Tibetan Studies Initiative

a program of
the ICA Tibetan Studies Fund
administered by HCBSS


Lectures on Tibetan Buddhism 2009-10
 

Jacob Dalton
UC Berkeley

"The View from Dunhuang:
Dhāraṇī Ritual Practice and Its Texts

Thursday, April 1, 2010
time & location to be announced

 
The Tibetan manuscripts from Dunhuang include a large number of copied dhāraṇīs, both sūtras and spells. This paper will examine the content, the colophons, and the formats of these manuscripts and attempt to draw some broader conclusions about how dhāraṇīs were used by early Tibetan Buddhists living around Dunhuang, and what that might tell us about ritual developments in early medieval India. Accompanied by slides of the manuscripts under discussion, the paper will consider how Tibetans negotiated the magical power vs. semantic meanings of the dhāraṇī spells, transliterating some but translating others. It will then turn to the ritual uses of the manuscripts themselves. On the basis of the manuscripts’ colophons and their physical format, it is clear that some were copied for apotropaic or merit-making purposes, while others served as personal liturgies for daily practice. The latter were often gathered into collections (dhāraṇī-saṃgraha), collections in which certain structural patterns may be discerned. Finally the paper will turn to the “ritual manuals” (vidhi) that often circulated alongside these dhāraṇī-sūtras, to consider what the emergence of these manuals may tell us about ritual development in early medieval Indian Buddhism more generally.
 
Jacob Dalton holds a joint appointment in the Department of East Asian Languages and Cultures and the Department of South and Southeast Asian Studies.
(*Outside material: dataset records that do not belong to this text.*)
PR #324, opened 2026-08-17
fix(bedrock): extract Converse toolUse input via MarshalSmithyDocument (TER-770)

ilsiepotamus:
## Root cause (TER-770)

`ChatConverse` extracted a toolUse block's input with `json.Marshal(b.Value.Input)`. The smithy `document.Interface` concrete types keep their value in an **unexported** field and implement `MarshalSmithyDocument`, not `json.Marshaler` — so `json.Marshal` serializes `{}` and **every tool argument from every Converse-routed model (DeepSeek, Qwen, Meta, …) was silently dropped**.

Downstream effect, reproduced live on preprod pp75 with `deepseek.v3.2` and `qwen.qwen3-235b`:

- any tool with required params rejects the call (`invalid_input`),
- the model re-issues the same call turn after turn until the per-turn cap (the "continuous loading loop" in TER-770),
- no-arg tools (`list_skills`) work, which made the skill system look at fault instead of the transport,
- Anthropic models are unaffected (they never route through `ChatConverse`), so this presented as "skills fail to load on models other than Claude".

Persisted evidence from the repro session: 11 consecutive `manage_skills` calls, each with a Bedrock-assigned `tooluse_…` id and a name but **no input**, each answered `Tool error: invalid_input - action must be 'load' or 'list', got ""`, ending with the model saying "I'm having trouble with the tool format."

## Fix

New `toolUseInputToMap` helper: `MarshalSmithyDocument()` → `json.Unmarshal` into the map (keeps standard `encoding/json` number semantics, matching every other provider path). Nil / non-object inputs degrade to an empty map so the tool's own validation reports the problem.

## Tests

- `TestToolUseInputToMap_ExtractsArguments` — real smithy document round-trips args.
- `TestToolUseInputToMap_PlainJSONMarshalDropsArguments` — pins the failure mode the fix removes (fails loudly if an SDK bump ever changes it).
- nil-document and non-object-input degradation cases.

`go test -race ./pkg/llm/bedrock/` green, `go vet` clean.

### DIFF
--- a/pkg/llm/bedrock/converse.go
+++ b/pkg/llm/bedrock/converse.go
@@ -22,6 +22,7 @@ import (
 
 	"github.com/aws/aws-sdk-go-v2/aws"
 	"github.com/aws/aws-sdk-go-v2/service/bedrockruntime"
+	"github.com/aws/aws-sdk-go-v2/service/bedrockruntime/document"
 	bedrocktypes "github.com/aws/aws-sdk-go-v2/service/bedrockruntime/types"
 	llmtypes "github.com/teradata-labs/loom/pkg/llm/types"
 	"github.com/teradata-labs/loom/pkg/shuttle"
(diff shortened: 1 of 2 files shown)


bsahitya (approved):
Approving. Verified locally (checked out PR head, `go vet` clean, `go test -tags fts5 -race ./pkg/llm/bedrock/` green).

Root cause is correctly diagnosed: the smithy `document.Interface` concrete type keeps its value in an unexported field and implements `MarshalSmithyDocument` rather than `json.Marshaler`, so `json.Marshal(doc)` serialized `{}` and dropped every Converse-routed tool argument. `toolUseInputToMap` using `MarshalSmithyDocument()` → `json.Unmarshal` is the correct accessor and matches the number semantics of the other provider paths.

The fix degrades safely (nil document and non-object input both fall back to an empty map, leaving the tool's own validation to report missing args). `TestToolUseInputToMap_PlainJSONMarshalDropsArguments` is a good regression pin that will fail loudly if a future SDK bump changes the marshalling behavior.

A graduate of the University of Michigan, before moving to Berkeley, he worked as a researcher with the International Dunhuang Project at the British Library and taught at Yale.
   A specialist in Tibetan Buddhist history, he is the author of a forthcoming study on violence and the formation of Tibetan Buddhism, and co-author of
Tibetan Tantric Manuscripts from Dunhuang: A Descriptive Catalogue of the Stein Collection at the British Library (2006).